2. I learned today that Ronald Giere died. He was a very close personal & professional friend for many years, & was the major person who encouraged me in philosophy of science when I first started out. There’s a paper of his on Birnbaum (with whom he worked) on my current blogpost (on my error statistics philosophy blog) https://errorstatistics.files.wordpress.com/2020/05/giere_allan-birnbaums-conception-of-statistical-evidence-red.pdf

   Giere gave me all of his files on Phil Stat! (several file cabinets full). It was only thanks to the “hidden Neyman” papers in this treasure trove that I discovered quite a few things. You can read about it in several related posts below. They deal with Neyman, power, and an animal I call “shpower”, so you might find them of interest.
   Neyman’s nursery 1:
   https://errorstatistics.com/2011/10/22/the-will-to-understand-power-neymans-nursery/

   Neyman’s nursery 2:
   https://errorstatistics.com/2011/11/09/neymans-nursery-2-power-and-severity-continuation-of-oct-22-post/

   Neyman’s nursery 3:
   https://errorstatistics.com/2011/11/12/neymans-nursery-nn-3-shpower-vs-power/

   Neyman’s nursery 4:
   https://errorstatistics.com/2011/11/15/logic-takes-a-bit-of-a-hit-nn-4-continuing-shpower-observed-power-vs-power/

   Neyman’s nursery 5:
   https://errorstatistics.com/2011/11/18/neymans-nursery-nn5-final-post/

   Reply

3. Remind me to explain about Neyman’s “inductive Behavior”–something a bit beyond what I said during today’s meeting.

   Reply

4. Dear Professor Mayo,

   Here is the question I was trying to ask during the seminar, but I didn’t explain it well, so I’ll give it another go!
   Question: PDF

   Reply

   • Margherita:
     If you email me your comment with the notation you want, pdf or screen shot, I can link it to your comment. Then I can write out the explanation clearly. Thank you!

     Reply

   • Margherita: Your pdf is up, but remember that the SE of M, write it SE(M) is sigma over the square root of n, so in your case 2 with sigma = 10,000 and sample size n = 100, we have SE(M )=1000. So, we’d need M = 1150 to exceed 150 by 1 SE(M). So revise your example to illustrate the point you’re after and send it back. Thanks.

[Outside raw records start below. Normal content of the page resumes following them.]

PR #856, opened 2026-08-07
chore: update version 1.2.0-alpha.75

ByteZhang1024:


wabicai (approved):

packages/connect-examples/hwk-demo/package.json
```diff
@@ -1,6 +1,6 @@
 {
   "name": "hwk-demo",
-  "version": "1.2.0-alpha.70",
+  "version": "1.2.0-alpha.75",
```
originalix, line 3: P2: [Align hwk-demo with the alpha.75 workspace packages]

This manifest now declares alpha.75, but its eight `@onekeyfe/hwk-*` dependencies are still pinned to `1.1.34-alpha.1`. Because those exact ranges do not match the local alpha.75 workspaces, Yarn reports them as mismatched and resolves the old registry builds, so the demo can pass without exercising the packages this release is publishing.

Update the HWK dependency pins to `1.2.0-alpha.75`, refresh dependency resolution if needed, and confirm that `yarn workspaces info` no longer reports mismatches.

packages/connect-examples/expo-example/src/data/output.json
```diff
@@ -0,0 +1,2019 @@
+{
```
originalix, line 1: P2: [Remove the generated transaction dump from the release diff]

`output.json` is the nondeterministic artifact written by `bitcoin.test.ts`; it is not imported by the Expo app and contains 501 repeated transaction outputs. Because the generator uses `crypto.randomBytes`, rerunning it changes the tracked file, leaving dirty trees and adding unrelated transaction data to future release reviews.

Delete this file and direct any diagnostic output to an ignored location outside the tracked source tree.

originalix:
## Automated code review found 2 issues to address

@ByteZhang1024

Reviewed commit `1905c5a3d6a1`. This report always reflects the latest reviewed changes.

### Review summary

This release-oriented change leaves the hd-* and hwk-* architecture boundaries and device protocol behavior unchanged while advancing package manifests and most exact internal dependency pins from 1.2.0-alpha.70 to 1.2.0-alpha.75 across browser, BLE, USB, bridge, emulator, CLI, and example entry points. It also adds an unconsumed generated Bitcoin reference-transaction JSON file to the Expo example.

**What needs attention:** Align the HWK demo with the alpha.75 workspaces and remove the nondeterministic transaction dump before merging, then complete lint and build validation.

### Issues to address

- **P2 · Align hwk-demo with the alpha.75 workspace packages**
  - **Impact:** The demo manifest now declares 1.2.0-alpha.75, but its eight internal HWK dependencies remain pinned to 1.1.34-alpha.1. Yarn classifies every one as a mismatched workspace dependency, so it resolves old registry builds instead of linking the alpha.75 packages. Demo validation can therefore pass without exercising the release under review.
  - **Suggested action:** Update the eight @onekeyfe/hwk-* dependency pins to 1.2.0-alpha.75, refresh dependency resolution if necessary, and verify that yarn workspaces info reports no mismatch for hwk-demo.
- **P2 · Remove the generated transaction dump from the release diff**
  - **Impact:** The added output.json is an unconsumed artifact produced by bitcoin.test.ts. Its generator uses crypto.randomBytes, so regenerating it changes tracked content, while its 501 repeated outputs add unrelated transaction-shaped data and substantial noise to a package-version release.
  - **Suggested action:** Delete output.json and prevent the diagnostic test output from being tracked, such as by writing it outside the source tree and ignoring that location.

### Validation gaps

- `yarn check-versions` passed and reported all 30 top-level packages at 1.2.0-alpha.75.
- `yarn workspaces info` identified only `hwk-demo`, with eight mismatched internal dependencies.
- The repository's PR validation stopped at full lint because the installed dependencies do not contain the `eslint` executable; build and later checks were therefore not executed.
- No physical-device validation was performed, and none is required for the manifest-only behavior, but package builds and example type checks should complete before publication.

     Remember, too, that a SEV assessment always refers to a Test, the value of the outcome or test statistics, and a claim or inference of interest. It is only if the test in question is understood that we can allude to SEV(claim C). Do send your updated question & I’ll address it.

     I’m going to investigate the best way to put symbols in comments, because I know it can be done.

     Reply

     • Margherita sent an update:

       Click to access severity-question-attempt-2.pdf

       Margherita: Thank you for your interesting comment. I thought we might have figured out good ways to get symbols in comments by now, but this won’t be pursued until Monday. I will avoid them, but try to paste from the book. The large sample size clearly gives a more sensitive test, so much so that even a statistically significant difference with a small p-value may indicate a trivially small discrepancy, if it occurred with a sufficiently high sample size. What counts as trivially small depends on the example. In our 1-sided test, we are looking for discrepancies in excess of a fixed test hypothesis. (I notice you use the word “estimate”, and while tests & estimates are interrelated, the issue here concerns a test with a fixed test or null hypothesis.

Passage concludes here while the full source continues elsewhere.